## Supplied records
━━━━━━━━━━━━━━━━━━━━

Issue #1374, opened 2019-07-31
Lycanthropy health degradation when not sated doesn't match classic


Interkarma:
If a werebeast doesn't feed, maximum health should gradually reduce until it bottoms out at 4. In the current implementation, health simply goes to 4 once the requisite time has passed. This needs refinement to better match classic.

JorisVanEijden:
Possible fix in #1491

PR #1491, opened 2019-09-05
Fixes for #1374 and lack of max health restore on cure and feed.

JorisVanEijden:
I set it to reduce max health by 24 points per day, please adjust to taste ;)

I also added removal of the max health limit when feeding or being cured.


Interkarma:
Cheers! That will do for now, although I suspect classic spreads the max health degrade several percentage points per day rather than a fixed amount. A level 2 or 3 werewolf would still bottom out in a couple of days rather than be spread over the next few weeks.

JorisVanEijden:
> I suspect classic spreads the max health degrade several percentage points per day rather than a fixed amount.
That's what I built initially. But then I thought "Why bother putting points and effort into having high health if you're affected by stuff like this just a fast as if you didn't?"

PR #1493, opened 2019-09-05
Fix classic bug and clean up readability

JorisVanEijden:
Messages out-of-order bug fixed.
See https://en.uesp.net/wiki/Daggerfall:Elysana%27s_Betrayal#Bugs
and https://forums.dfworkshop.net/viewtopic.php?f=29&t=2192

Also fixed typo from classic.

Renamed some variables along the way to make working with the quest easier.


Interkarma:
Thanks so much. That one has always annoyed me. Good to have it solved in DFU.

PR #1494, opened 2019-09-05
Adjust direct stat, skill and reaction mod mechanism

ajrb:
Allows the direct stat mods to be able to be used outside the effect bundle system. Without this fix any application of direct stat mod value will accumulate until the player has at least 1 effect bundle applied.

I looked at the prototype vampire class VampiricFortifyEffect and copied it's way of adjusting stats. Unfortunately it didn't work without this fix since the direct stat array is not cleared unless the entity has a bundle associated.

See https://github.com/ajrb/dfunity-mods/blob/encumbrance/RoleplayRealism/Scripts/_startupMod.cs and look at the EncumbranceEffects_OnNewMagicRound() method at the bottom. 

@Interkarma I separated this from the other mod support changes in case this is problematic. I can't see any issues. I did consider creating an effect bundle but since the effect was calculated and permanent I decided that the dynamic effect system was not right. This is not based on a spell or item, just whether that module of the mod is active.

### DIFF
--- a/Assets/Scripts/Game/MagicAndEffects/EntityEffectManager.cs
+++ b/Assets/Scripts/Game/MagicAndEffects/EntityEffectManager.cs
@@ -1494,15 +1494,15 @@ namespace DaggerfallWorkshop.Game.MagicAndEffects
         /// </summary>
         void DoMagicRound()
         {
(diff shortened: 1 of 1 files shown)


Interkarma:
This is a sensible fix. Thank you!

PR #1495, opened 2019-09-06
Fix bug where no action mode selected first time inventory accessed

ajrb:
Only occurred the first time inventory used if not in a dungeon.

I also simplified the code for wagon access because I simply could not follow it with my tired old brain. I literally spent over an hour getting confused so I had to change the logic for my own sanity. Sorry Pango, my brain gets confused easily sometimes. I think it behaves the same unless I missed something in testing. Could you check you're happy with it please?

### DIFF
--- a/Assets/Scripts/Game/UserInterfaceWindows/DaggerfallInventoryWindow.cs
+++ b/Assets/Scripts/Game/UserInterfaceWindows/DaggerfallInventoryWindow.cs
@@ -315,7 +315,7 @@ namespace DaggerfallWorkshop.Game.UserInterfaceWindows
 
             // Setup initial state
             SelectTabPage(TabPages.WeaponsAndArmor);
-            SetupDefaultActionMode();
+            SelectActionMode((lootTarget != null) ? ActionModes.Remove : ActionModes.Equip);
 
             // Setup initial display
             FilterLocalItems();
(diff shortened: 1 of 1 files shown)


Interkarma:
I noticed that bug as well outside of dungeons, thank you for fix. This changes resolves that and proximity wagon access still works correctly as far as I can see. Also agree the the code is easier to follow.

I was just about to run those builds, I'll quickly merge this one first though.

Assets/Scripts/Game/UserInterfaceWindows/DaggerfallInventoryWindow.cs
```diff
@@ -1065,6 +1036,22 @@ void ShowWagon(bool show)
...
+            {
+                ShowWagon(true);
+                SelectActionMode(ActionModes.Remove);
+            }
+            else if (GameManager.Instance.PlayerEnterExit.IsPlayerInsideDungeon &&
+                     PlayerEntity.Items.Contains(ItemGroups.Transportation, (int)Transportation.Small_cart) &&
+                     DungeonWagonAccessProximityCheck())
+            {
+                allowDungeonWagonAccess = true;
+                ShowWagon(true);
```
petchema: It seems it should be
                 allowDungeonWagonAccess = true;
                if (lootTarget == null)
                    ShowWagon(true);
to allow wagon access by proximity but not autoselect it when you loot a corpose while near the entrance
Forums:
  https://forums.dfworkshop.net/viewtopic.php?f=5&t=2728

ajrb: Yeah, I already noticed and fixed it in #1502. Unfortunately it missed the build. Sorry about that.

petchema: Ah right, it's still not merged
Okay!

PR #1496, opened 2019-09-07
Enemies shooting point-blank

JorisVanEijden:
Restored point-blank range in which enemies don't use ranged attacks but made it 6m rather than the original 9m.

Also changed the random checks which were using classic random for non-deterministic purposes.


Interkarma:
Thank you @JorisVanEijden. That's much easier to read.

━━━━━━━━━━━━━━━━━━━━

## What is required
The reply should consist solely of the lines above from the one that has "at the bottom." through the one that has "Setup initial state", reproduced exactly.

## Your response
See https://github.com/ajrb/dfunity-mods/blob/encumbrance/RoleplayRealism/Scripts/_startupMod.cs and look at the EncumbranceEffects_OnNewMagicRound() method at the bottom. 

@Interkarma I separated this from the other mod support changes in case this is problematic. I can't see any issues. I did consider creating an effect bundle but since the effect was calculated and permanent I decided that the dynamic effect system was not right. This is not based on a spell or item, just whether that module of the mod is active.

### DIFF
--- a/Assets/Scripts/Game/MagicAndEffects/EntityEffectManager.cs
+++ b/Assets/Scripts/Game/MagicAndEffects/EntityEffectManager.cs
@@ -1494,15 +1494,15 @@ namespace DaggerfallWorkshop.Game.MagicAndEffects
         /// </summary>
         void DoMagicRound()
         {
(diff shortened: 1 of 1 files shown)


Interkarma:
This is a sensible fix. Thank you!

PR #1495, opened 2019-09-06
Fix bug where no action mode selected first time inventory accessed

ajrb:
Only occurred the first time inventory used if not in a dungeon.

I also simplified the code for wagon access because I simply could not follow it with my tired old brain. I literally spent over an hour getting confused so I had to change the logic for my own sanity. Sorry Pango, my brain gets confused easily sometimes. I think it behaves the same unless I missed something in testing. Could you check you're happy with it please?

### DIFF
--- a/Assets/Scripts/Game/UserInterfaceWindows/DaggerfallInventoryWindow.cs
+++ b/Assets/Scripts/Game/UserInterfaceWindows/DaggerfallInventoryWindow.cs
@@ -315,7 +315,7 @@ namespace DaggerfallWorkshop.Game.UserInterfaceWindows
 
             // Setup initial state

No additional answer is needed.